Lyana décida de ne pas dire toute la vérité. Elle pouvait lui faire part de ses doutes sans pour autant lui révéler l'étrangeté de l’histoire. Mais une fois de plus, son maelström deviendrait central et elle ne voulait vraiment pas déranger la routine avec ses complications personnelles.
– J'hésite à travailler à la Guilde, lança-t-elle pour masquer son hésitation et se lancer sur un sujet où elle serait en sécurité.
– Oh, ce serait génial! – s'exclama la belle inconnue, tout sourire. On ferait peut-être des missions ensemble!
Lyana s'amusa intérieurement de son excitation si pure et décida de continuer sur la même lancée.
– J'hésite un peu. Je ne suis pas sûre que ce soit une si bonne idée.
– Oh que si! On t'assigne régulièrement des missions avec des coéquipiers, qui sont en général tes amis. Ça te permet de voir le monde, de faire de nouvelles rencontres, de vivre la vie comme tu l'entends. Et puis tout est pris en charge de ce que tu es en mission. Le logement, l'équipement, la nourriture, les frais postaux. Et tu perçois un salaire.
– Oui, mais et si c'était le mauvais choix? Et si finalement je détestais le métier? Et si je me retrouvais coincée à faire quelque chose que je déteste et que j'en oubliais de vivre? Et si... Et…
– Calme-toi, dit la rouquine en prenant sa main par-dessus la table.
Lyana se demanda si elle n'avait jamais autant aimé avoir des mains qu'à cet instant. Elle était étrangement consciente du contact des mains caleuses de l'aventurière. Elle sentit ses joues s'enflammer et baissa le regard lorsqu'elle sentit le pouce de la roquine qui carressait doucement le dos de sa main.
– Je ne connais pas en ce monde un métier plus difficile à détester que celui d'aventurière. Mais si c'est le cas, ce ne sera pas grave. Tu es jeune. Tu pourras toujours changer d'avis, même quand tu seras moins jeune. T'auras toujours le choix.

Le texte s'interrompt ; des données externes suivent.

PR #1292, opened 2024-07-08
[NADE][Bugfix] Use resolved app warehouse for regionless query

sfc-gh-bgoel:
### Pre-review checklist

### Changes description
As part of fetching the URL where the Native App is live, the CLI needs to execute a SQL query which requires the use of a warehouse. The `application.warehouse` property in the manager class resolves this to either be the app warehouse if found, or the one derived from the connection. Since this URL is pertaining to the app instance, we have decided to execute this query by only activating app warehouse.


src/snowflake/cli/plugins/nativeapp/manager.py
```diff
@@ -254,6 +257,26 @@ def app_post_deploy_hooks(self) -> Optional[List[ApplicationPostDeployHook]]:
     def debug_mode(self) -> bool:
         return self.na_project.debug_mode
 
+    @contextmanager
+    def use_warehouse(self, new_wh: Optional[str]):
```
sfc-gh-bgoel, line 261: This is similar to the `use_role` contextmanager we also have, but that is part of the parent `SqlExecutionMixin` class as it could be widely used. But the `use_warehouse` is only being used in this new change. Hence keeping it here. But open to:
1. Bumping this up to the parent
2. Creating a generic context manager `use_object` similar to the `self.use` method on line 273.

src/snowflake/cli/plugins/nativeapp/manager.py
```diff
@@ -254,6 +257,26 @@ def app_post_deploy_hooks(self) -> Optional[List[ApplicationPostDeployHook]]:
...
+        """
+        Switches to a different warehouse for a while, then switches back.
+        This is a no-op if the requested warehouse is already active, or the requested warehouse is not available.
+        """
+        wh_result = self._execute_query(
+            f"select current_warehouse()", cursor_class=DictCursor
+        ).fetchone()
+        prev_wh = wh_result["CURRENT_WAREHOUSE()"]
+        is_different_wh = (new_wh is not None) and (new_wh.lower() != prev_wh.lower())
```
sfc-gh-melnacouzi, line 270: do we need to pay any consideration for quoted/unquoted identifiers?

src/snowflake/cli/plugins/nativeapp/manager.py
```diff
@@ -254,6 +257,26 @@ def app_post_deploy_hooks(self) -> Optional[List[ApplicationPostDeployHook]]:
...
+        if is_different_wh:
+            self._log.debug("Assuming different warehouse: %s", new_wh)
```
sfc-gh-melnacouzi, line 272: nit: maybe something like "Switching to warehouse x" or "Assuming warehouse x"... 'different' seems a bit off.

src/snowflake/cli/plugins/nativeapp/manager.py
```diff
@@ -254,6 +257,26 @@ def app_post_deploy_hooks(self) -> Optional[List[ApplicationPostDeployHook]]:
     def debug_mode(self) -> bool:
         return self.na_project.debug_mode
 
+    @contextmanager
+    def use_warehouse(self, new_wh: Optional[str]):
+        """
+        Switches to a different warehouse for a while, then switches back.
+        This is a no-op if the requested warehouse is already active, or the requested warehouse is not available.
```
sfc-gh-melnacouzi, line 264: If the requested warehouse is not available, shouldn't we throw an error?

src/snowflake/cli/plugins/nativeapp/manager.py
sfc-gh-bgoel: I don't believe so. The counterpart `use_role` and the subcall to `use` also do not use it.

src/snowflake/cli/plugins/nativeapp/manager.py
sfc-gh-bgoel: Also similar to the `use_role` contextmanager. If we change it here, we'd have to change it there too. I can add that in for both of them. Just FYI, that will also require SnowCLI team's approval, so it might introduce a bit of a delay with their business hours.

src/snowflake/cli/plugins/nativeapp/manager.py
sfc-gh-bgoel: I will clarify the comment, but the distinction here is:
1. If the CLI is able to determine the app warehouse or a warehouse from the connection context, then use that, in that order.
2. If nothing can be found, then error out as usual.

src/snowflake/cli/plugins/nativeapp/manager.py
sfc-gh-melnacouzi: I am just thinking about the usecase where you have 2 different warehouses with the same chars: 'Warehouse' and 'warehousE'. It's a very corner case, but if it's ignored in other places (like role), maybe we can leave it out of scope for this PR.

sfc-gh-melnacouzi (approved):

src/snowflake/cli/plugins/nativeapp/manager.py
sfc-gh-cgorrie: Can we re-use an existing utility function--or extract it out from somewhere--to check if the two identifiers are equal? I think these are the "identifier as string in resultset" so the rules are slightly different. Also, does this code currently fail if `prev_wh is None`?

src/snowflake/cli/plugins/nativeapp/manager.py
```diff
@@ -254,6 +257,30 @@ def app_post_deploy_hooks(self) -> Optional[List[ApplicationPostDeployHook]]:
...
+        if is_different_wh:
+            self._log.debug(
+                "Temporarily switching to a different warehouse: %s", new_wh
+            )
+            self.use(object_type=ObjectType.WAREHOUSE, name=new_wh)
+        try:
+            yield
+        finally:
+            if is_different_wh:
+                self._log.debug("Switching back to the original warehouse: %s", prev_wh)
```
sfc-gh-cgorrie, line 281:
```suggestion
                self._log.debug("Switching back to warehouse: %s", prev_wh)
```

sfc-gh-cgorrie (commented):
Can you also audit other potential gaps we might have missed -- like post-deploy scripts or package scripts? We should use this new `use_warehouse` primitive everywhere it makes sense.

src/snowflake/cli/plugins/nativeapp/manager.py
```diff
@@ -254,6 +257,30 @@ def app_post_deploy_hooks(self) -> Optional[List[ApplicationPostDeployHook]]:
...
+                self.use(object_type=ObjectType.WAREHOUSE, name=prev_wh)
```
sfc-gh-cgorrie, line 282: Also, what happens here if `prev_wh is None`?

src/snowflake/cli/plugins/nativeapp/manager.py
sfc-gh-bdufour: +1, this comparison seems wrong, it needs to consider quoted vs unquoted IDs at least (not to mention the case sensitivity param, but I'm OK ignoring that)

sfc-gh-bgoel: Added the built-in `to_identifier` utility in the new commit, up for review.

src/snowflake/cli/plugins/nativeapp/run_processor.py
```diff
@@ -145,15 +145,14 @@ def _execute_sql_script(self, sql_script_path):
         """
         with open(sql_script_path) as f:
             sql_script = f.read()
-            try:
-                if self.application_warehouse:
-                    self._execute_query(f"use warehouse {self.application_warehouse}")
```
sfc-gh-bgoel, line 150: `_execute_sql_script` is only called from the context of creating/updating an app, where the warehouse has already been activated. Hence removed this additional query from here. But if folks feel strongly about this, it can be added back.

tests/nativeapp/test_package_scripts.py
```diff
@@ -175,17 +197,26 @@ def test_package_scripts_w_warehouse_access_exception(
...
     native_app_manager = _get_na_manager(str(working_dir))
 
     with pytest.raises(ProgrammingError) as err:
         native_app_manager._apply_package_scripts()  # noqa: SLF001
 
-    assert "Please grant usage privilege on warehouse to this role." in err.value.msg
+    assert (
+        "Could not use warehouse MockWarehouse. Object does not exist, or operation cannot be performed."
+        in err.value.msg
+    )
```
sfc-gh-bgoel, line 222: This error message is now different because instead of calling `use warehouse` directly which uses our `generic_error_handler`, it calls the method `self.use` provided by the CLI which has its own error handling.

src/snowflake/cli/plugins/nativeapp/manager.py
```diff
@@ -254,6 +258,69 @@ def app_post_deploy_hooks(self) -> Optional[List[ApplicationPostDeployHook]]:
...
+        wh_result = self._execute_query(
+            f"select current_warehouse()", cursor_class=DictCursor
+        ).fetchone()
+        # If user has an assigned default warehouse, prev_wh will contain a value even if the warehouse is suspended.
+        prev_wh = wh_result["CURRENT_WAREHOUSE()"]
+
+        if new_wh is not None:
+            new_wh_id = to_identifier(new_wh)
+
+        if prev_wh is None and new_wh is None:
```
sfc-gh-melnacouzi, line 277: this logic is a bit too complicated.
1) Why do we need to stay with prev_wh if new_wh is not defined? is it a valid use case that new_wh is None (especially when dealing with snow app run)? Shouldn't we just error?

2) too many combinations. I suggest to simplify as follows if possible:

a) if new_wh is None, error out.
b) proceed to switch to new_wh if different from prev_wh.
c) yield
d) if prev_wh was None, do nothing, otherwise, switch back to it.

sfc-gh-bgoel: Some concerns raised in the previous comments:
1. It is possible that prev_wh is None, especially in the case when no default warehouse is assigned to a user, and hence `current_warehouse()` may return None. I do not have a way of verifying this as I do not have permissions to set up a new user in an account, but I do believe this is a case we need to account for since the bug ticket was created for a scenario like this when there is no fallback.
2. It is possible that new_wh is None. In our case, `package_warehouse` or `application_warehouse` could be None if user has not provided that warehouse in their snowflake.yml, config.toml and there is no default warehouse. In that case, the connection context would return a None for this property.
3. Given the two above, we do need to tackle their nullity accordingly.
But I am open to hearing if the assumptions in 1 and/or 2 are incorrect and therefore do not need to be handled.

src/snowflake/cli/plugins/nativeapp/manager.py
```diff
@@ -254,6 +258,69 @@ def app_post_deploy_hooks(self) -> Optional[List[ApplicationPostDeployHook]]:
...
+        If there is no default warehouse in the account, it will throw an error.
+        """
+        wh_result = self._execute_query(
+            f"select current_warehouse()", cursor_class=DictCursor
+        ).fetchone()
+        # If user has an assigned default warehouse, prev_wh will contain a value even if the warehouse is suspended.
+        prev_wh = wh_result["CURRENT_WAREHOUSE()"]
+
+        if new_wh is not None:
+            new_wh_id = to_identifier(new_wh)
```
sfc-gh-cgorrie, line 275: I think this `to_identifier` belongs in e.g. `nativeapp.project_model`, as that's where the YAML strings are turned into identifiers for other parts of the project definition.

src/snowflake/cli/plugins/nativeapp/manager.py
sfc-gh-cgorrie: I'm with Michel, I think we can simplify it as suggested. Sent you a way to determine if warehouse is not set.

src/snowflake/cli/plugins/nativeapp/project_model.py
```diff
@@ -105,16 +105,16 @@ def stage_schema(self) -> Optional[str]:
     @cached_property
     def package_warehouse(self) -> Optional[str]:
         if self.definition.package and self.definition.package.warehouse:
-            return self.definition.package.warehouse
+            return to_identifier(self.definition.package.warehouse)
         else:
-            return cli_context.connection.warehouse
+            return to_identifier(cli_context.connection.warehouse)
```
sfc-gh-cgorrie, line 110: `cli_context.connection.warehouse` might be `None`, in which case we don't want to pipe it through `to_identifier`.

src/snowflake/cli/plugins/nativeapp/project_model.py
```diff
@@ -105,16 +105,16 @@ def stage_schema(self) -> Optional[str]:
...
 
     @cached_property
     def application_warehouse(self) -> Optional[str]:
         if self.definition.application and self.definition.application.warehouse:
-            return self.definition.application.warehouse
+            return to_identifier(self.definition.application.warehouse)
         else:
-            return cli_context.connection.warehouse
+            return to_identifier(cli_context.connection.warehouse)
```
sfc-gh-cgorrie, line 117: `cli_context.connection.warehouse` might be `None`, in which case we don't want to pipe it through `to_identifier`.

src/snowflake/cli/plugins/nativeapp/run_processor.py
sfc-gh-cgorrie: Make sure to change the docstring to reflect this change. I agree it should not be here because it might be for the application _or_ for the application package.

sfc-gh-cgorrie (commented):
My requests: account for `None` in the project model warehouse properties, and simplify the use warehouse context manager as suggested by Michel.

sfc-gh-melnacouzi (approved):

src/snowflake/cli/plugins/nativeapp/run_processor.py
```diff
@@ -267,89 +267,85 @@ def create_or_upgrade_app(
...
 
             # 1. Need to use a warehouse to create an application object
-            try:
-                if self.application_warehouse:
-                    self._execute_query(f"use warehouse {self.application_warehouse}")
-            except ProgrammingError as err:
-                generic_sql_error_handler(
-                    err=err, role=self.app_role, warehouse=self.application_warehouse
-                )
+            with self.use_warehouse(self.application_warehouse):
```
sfc-gh-cgorrie, line 270: (This applies to all use_warehouse callsites)
I'm still concerned about the case when the passed in warehouse is `None`, which happens when neither `snowflake.yml` nor the connection configuration gives you a warehouse. What you'll get is the fatal `ClickException` thrown that warehouse cannot be `None`. I don't see a test that covers that.

Also, is that error actionable by the user? By throwing it inside `use_warehouse` we don't have the context of why we need the warehouse that would let us throw a better exception.

I have a proposal here:
1. Make `use_warehouse` take `str`, not `Optional[str]`
2. Refactor `self.application_warehouse` -> `self.use_application_warehouse` and throw the error _there_ if there's no warehouse we can resolve --> the error message becomes a lot more meaningful
3. Same for `self.package_warehouse`
4. Add tests that exercise the new exceptions

This refactor assumes we never need to just get the name of either warehouse. We may need both the existing + `use_` versions.

src/snowflake/cli/plugins/nativeapp/manager.py
```diff
@@ -218,10 +218,34 @@ def stage_schema(self) -> Optional[str]:
...
+            )
+        )
+
     @property
     def application_warehouse(self) -> Optional[str]:
         return self.na_project.application_warehouse
 
+    def use_application_warehouse(self) -> str:
+        if self.application_warehouse:
+            return self.application_warehouse
```
sfc-gh-cgorrie, line 239: Rather than return a string, I would expect this to be:
```
if self.application_warehouse:
  with self.use_warehouse(self.application_warehouse):
    yield
else:
  raise ...
```

sfc-gh-cgorrie (approved):
LGTM

sfc-gh-melnacouzi (approved):

sfc-gh-astus (approved):

sfc-gh-mraba (approved):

Ses paroles résonnaient en elle profondément. Elle pouvait toujours revenir en arrière si ça ne lui plaisait pas. Elle était la maîtresse de son propre destin. Elle pouvait faire ce qu'elle voulait. Bizarrement, les mots de la rouquine trouvèrent un écho bien plus lointain qu'un simple choix de carrière. Lyana releva les yeux et la belle inconnue planta son regard dans le sien.
– Ça va? – murmura-t-elle.
Elle sentit une larme rouler sur sa joue et serra un peu plus fort la main de son amie dans la sienne. Elle réalisa que personne ne lui avait encore demandé si ça allait. Lyana avait la sensation que, même si elle ne connaissait pas toute l’étendue de ses problèmes ni l’histoire complète, cette inconnue avait fait beaucoup pour elle. Personne ne s’était jamais inquiétée pour elle, et ça, c’était précieux.

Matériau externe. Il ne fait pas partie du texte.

PR #1298, opened 2024-07-09
Allow adding a version to a package without CLI magic comment

sfc-gh-fcampbell:
### Pre-review checklist

### Changes description
Prompts the user when running `snow app version create` against a package that was not created by the CLI. The standard `--interactive/--no-interactive` and `--force` flags apply as usual.

### DIFF
--- a/src/snowflake/cli/plugins/nativeapp/version/version_processor.py
+++ b/src/snowflake/cli/plugins/nativeapp/version/version_processor.py
@@ -34,6 +34,7 @@ from snowflake.cli.plugins.nativeapp.artifacts import (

Elle essuya sa larme et sourit timidement à son interlocutrice, émue.
– Oui, ça va. C’est gentil de s’inquiéter.
La rouquine lâcha sa main et reprit ses couverts. Immédiatement, Lyana regretta à moitié de repas de ne pas avoir éclaté en sanglots. Peut-être l’aurait-elle prit dans ses bras?
Elle chassa ses étranges pensées de son esprit et se reconcentra pendant un moment sur sa quiche aux légumes.
– Bon, en gros, le choix t'appartient, mais sans vouloir t’influencer, je te conseille vivement de venir, conclut-elle discrètement avec un petit sourire.
Lyana, éclata de rire, suivie aussitôt par la rouquine, dans un concert d'hilarité.
Elle discutèrent encore pendant un moment et Lyana ne put s'empêcher de remarquer les efforts que faisait son amie pour lui remonter le moral. Elle se sentait appréciée et le fait que quelqu'un fasse des pieds et des mains pour la faire sourire la faisait sourire. De toutes ses dents, à contempler cette belle inconnue qui ponctuait la conversation de petites blagues ici et là et d’éclats de rire.
– Bon, déclara-t-elle, en posant ses deux paumes à plat sur la table. Passons aux choses sérieuses.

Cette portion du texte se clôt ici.